» **Task requirements**: List each line of the data that holds the string "readFile".

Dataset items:
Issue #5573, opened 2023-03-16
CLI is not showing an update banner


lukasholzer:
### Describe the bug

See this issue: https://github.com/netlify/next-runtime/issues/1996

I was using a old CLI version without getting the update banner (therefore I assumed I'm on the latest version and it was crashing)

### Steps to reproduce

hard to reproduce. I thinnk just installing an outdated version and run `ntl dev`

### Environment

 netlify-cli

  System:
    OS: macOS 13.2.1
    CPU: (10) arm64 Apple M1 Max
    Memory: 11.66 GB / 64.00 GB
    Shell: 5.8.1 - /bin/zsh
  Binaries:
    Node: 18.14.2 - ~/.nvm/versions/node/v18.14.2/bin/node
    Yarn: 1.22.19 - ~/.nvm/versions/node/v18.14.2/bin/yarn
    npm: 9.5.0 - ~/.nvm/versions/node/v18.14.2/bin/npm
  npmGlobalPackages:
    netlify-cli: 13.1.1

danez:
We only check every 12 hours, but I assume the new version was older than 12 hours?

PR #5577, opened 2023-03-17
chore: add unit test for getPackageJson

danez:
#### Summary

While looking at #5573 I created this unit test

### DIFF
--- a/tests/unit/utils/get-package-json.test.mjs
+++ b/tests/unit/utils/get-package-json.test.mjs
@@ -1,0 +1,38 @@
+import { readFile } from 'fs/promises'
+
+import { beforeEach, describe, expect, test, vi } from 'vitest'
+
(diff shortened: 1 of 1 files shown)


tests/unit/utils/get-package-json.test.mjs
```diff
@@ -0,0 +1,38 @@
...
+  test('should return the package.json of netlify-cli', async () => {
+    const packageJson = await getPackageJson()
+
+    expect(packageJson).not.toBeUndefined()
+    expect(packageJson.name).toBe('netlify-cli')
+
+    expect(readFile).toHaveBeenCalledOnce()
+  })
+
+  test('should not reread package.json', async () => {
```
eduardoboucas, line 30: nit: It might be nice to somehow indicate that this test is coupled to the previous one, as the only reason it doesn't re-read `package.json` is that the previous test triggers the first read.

* * *

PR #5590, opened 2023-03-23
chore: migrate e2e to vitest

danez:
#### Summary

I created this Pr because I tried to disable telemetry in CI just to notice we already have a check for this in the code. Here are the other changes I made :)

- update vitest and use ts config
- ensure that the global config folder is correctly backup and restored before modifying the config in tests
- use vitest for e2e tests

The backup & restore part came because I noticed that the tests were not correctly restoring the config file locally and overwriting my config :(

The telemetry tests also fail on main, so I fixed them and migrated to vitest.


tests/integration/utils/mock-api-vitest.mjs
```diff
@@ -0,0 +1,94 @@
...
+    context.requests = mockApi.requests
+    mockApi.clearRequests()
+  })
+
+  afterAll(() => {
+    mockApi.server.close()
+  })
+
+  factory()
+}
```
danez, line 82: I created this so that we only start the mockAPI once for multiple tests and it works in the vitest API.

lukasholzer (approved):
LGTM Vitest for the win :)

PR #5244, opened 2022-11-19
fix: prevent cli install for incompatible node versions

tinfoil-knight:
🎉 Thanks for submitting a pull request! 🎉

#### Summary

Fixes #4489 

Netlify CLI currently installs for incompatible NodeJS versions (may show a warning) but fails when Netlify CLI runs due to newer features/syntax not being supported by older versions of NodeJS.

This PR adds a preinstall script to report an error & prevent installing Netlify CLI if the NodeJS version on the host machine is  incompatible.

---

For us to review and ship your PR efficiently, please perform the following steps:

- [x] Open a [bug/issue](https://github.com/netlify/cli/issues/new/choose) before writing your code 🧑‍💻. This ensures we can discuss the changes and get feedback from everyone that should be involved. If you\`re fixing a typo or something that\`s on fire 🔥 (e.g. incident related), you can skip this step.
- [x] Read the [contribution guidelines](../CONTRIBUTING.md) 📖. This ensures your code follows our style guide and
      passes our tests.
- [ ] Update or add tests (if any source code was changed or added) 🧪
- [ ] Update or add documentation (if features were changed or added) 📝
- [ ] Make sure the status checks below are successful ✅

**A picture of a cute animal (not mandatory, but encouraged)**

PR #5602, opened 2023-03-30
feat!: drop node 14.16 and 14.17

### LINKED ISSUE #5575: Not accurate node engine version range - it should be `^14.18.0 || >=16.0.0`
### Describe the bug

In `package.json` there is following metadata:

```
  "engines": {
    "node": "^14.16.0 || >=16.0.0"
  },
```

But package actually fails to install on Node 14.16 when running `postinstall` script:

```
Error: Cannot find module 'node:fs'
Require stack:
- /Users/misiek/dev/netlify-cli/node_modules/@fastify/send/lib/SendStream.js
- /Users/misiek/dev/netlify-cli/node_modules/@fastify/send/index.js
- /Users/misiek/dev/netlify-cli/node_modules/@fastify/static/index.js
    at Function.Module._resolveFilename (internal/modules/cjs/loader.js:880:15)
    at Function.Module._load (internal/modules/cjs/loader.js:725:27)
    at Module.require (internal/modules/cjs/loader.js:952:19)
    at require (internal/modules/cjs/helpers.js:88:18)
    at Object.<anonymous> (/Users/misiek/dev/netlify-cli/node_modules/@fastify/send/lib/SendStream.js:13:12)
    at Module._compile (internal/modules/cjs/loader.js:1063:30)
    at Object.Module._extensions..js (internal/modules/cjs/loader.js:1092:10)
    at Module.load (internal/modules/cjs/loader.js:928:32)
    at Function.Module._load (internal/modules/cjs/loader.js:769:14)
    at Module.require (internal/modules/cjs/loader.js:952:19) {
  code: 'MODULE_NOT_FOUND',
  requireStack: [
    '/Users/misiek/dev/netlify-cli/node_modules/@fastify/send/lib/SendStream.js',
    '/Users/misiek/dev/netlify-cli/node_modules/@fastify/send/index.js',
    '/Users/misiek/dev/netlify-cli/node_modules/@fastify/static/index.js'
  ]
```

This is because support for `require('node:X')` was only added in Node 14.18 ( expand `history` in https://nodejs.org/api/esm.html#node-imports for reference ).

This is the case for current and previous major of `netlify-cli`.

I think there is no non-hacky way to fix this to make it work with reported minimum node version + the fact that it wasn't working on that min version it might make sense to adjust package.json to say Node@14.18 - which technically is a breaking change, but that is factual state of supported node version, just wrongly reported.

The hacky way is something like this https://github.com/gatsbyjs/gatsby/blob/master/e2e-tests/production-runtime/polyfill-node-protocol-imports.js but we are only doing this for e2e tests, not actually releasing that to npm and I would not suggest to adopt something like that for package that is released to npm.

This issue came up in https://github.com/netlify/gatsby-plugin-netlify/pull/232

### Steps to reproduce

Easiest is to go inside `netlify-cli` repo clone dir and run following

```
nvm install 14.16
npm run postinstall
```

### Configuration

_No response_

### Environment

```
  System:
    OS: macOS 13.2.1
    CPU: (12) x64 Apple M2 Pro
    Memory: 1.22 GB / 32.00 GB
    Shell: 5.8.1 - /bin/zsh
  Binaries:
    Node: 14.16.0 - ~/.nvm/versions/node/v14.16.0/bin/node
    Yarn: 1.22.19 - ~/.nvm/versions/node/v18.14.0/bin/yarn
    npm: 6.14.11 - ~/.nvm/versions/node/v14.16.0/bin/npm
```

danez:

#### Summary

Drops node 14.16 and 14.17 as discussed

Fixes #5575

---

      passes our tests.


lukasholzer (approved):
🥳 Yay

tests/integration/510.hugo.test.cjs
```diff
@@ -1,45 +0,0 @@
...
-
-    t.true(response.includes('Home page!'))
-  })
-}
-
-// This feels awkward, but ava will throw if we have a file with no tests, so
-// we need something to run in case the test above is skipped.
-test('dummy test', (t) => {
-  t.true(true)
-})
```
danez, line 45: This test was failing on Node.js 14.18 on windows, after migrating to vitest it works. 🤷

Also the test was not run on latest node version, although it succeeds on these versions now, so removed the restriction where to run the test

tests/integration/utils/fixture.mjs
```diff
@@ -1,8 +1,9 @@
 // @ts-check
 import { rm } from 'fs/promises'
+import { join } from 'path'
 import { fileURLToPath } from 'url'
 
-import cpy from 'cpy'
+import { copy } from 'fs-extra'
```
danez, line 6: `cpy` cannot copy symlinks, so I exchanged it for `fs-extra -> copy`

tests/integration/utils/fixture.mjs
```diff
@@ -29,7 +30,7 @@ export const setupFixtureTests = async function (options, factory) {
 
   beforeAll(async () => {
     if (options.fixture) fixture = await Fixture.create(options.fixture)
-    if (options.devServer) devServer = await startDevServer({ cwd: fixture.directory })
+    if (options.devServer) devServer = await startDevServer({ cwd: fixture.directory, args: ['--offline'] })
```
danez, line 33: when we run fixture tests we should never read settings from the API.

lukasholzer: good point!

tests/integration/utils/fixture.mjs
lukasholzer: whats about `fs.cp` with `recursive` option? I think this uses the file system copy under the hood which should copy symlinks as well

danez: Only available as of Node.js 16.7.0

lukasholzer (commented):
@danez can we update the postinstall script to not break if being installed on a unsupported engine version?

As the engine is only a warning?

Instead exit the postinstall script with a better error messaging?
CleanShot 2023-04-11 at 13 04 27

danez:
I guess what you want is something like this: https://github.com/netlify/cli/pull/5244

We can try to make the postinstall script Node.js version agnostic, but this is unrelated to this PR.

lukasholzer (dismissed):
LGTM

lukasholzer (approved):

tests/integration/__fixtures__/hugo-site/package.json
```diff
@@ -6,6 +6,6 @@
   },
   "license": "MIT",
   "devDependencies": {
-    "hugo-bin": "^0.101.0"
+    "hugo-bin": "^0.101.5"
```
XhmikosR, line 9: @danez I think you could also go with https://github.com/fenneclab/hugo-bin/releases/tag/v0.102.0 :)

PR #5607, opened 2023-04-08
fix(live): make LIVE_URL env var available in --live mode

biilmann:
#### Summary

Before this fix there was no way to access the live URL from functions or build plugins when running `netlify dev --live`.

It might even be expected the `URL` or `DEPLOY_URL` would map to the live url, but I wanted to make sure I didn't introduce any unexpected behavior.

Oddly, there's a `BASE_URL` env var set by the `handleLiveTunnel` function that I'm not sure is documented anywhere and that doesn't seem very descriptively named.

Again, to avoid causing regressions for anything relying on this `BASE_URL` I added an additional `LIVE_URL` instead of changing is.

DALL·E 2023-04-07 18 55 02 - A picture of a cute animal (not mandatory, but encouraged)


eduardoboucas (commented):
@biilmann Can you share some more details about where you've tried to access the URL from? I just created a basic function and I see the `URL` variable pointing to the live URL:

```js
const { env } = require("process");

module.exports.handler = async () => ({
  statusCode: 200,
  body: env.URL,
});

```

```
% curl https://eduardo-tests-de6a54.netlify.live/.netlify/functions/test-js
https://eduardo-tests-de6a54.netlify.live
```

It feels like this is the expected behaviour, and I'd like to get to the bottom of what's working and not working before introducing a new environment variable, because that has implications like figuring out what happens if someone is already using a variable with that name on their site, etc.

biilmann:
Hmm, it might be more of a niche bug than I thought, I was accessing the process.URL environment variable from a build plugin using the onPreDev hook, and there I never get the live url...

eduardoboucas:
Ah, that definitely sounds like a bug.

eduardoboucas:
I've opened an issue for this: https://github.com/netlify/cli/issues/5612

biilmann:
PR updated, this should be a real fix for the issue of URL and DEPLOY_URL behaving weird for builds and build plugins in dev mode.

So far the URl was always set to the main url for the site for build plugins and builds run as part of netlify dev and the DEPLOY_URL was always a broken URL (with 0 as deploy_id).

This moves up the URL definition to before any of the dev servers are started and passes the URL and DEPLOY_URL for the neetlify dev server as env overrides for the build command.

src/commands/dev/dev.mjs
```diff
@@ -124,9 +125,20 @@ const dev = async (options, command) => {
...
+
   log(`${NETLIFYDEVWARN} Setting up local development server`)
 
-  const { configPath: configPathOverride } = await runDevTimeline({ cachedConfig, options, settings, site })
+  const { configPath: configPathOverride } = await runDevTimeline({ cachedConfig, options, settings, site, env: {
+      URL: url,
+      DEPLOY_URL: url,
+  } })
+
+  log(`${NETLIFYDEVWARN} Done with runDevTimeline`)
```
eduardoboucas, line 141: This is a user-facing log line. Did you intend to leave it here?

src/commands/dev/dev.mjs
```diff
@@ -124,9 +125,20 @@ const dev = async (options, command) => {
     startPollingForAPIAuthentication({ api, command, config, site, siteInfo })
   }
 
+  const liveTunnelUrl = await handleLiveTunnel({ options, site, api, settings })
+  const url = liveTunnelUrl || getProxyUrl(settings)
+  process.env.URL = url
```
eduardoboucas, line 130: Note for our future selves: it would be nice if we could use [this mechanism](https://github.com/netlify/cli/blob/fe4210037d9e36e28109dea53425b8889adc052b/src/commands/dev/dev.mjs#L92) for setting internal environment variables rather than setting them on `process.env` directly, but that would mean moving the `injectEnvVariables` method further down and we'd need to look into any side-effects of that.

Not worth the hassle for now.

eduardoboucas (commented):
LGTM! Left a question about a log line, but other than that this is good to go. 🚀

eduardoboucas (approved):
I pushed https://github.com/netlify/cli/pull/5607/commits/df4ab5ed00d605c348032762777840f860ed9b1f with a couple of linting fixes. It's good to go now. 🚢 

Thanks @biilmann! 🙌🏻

» **Solution to this exercise**:
+import { readFile } from 'fs/promises'
+    expect(readFile).toHaveBeenCalledOnce()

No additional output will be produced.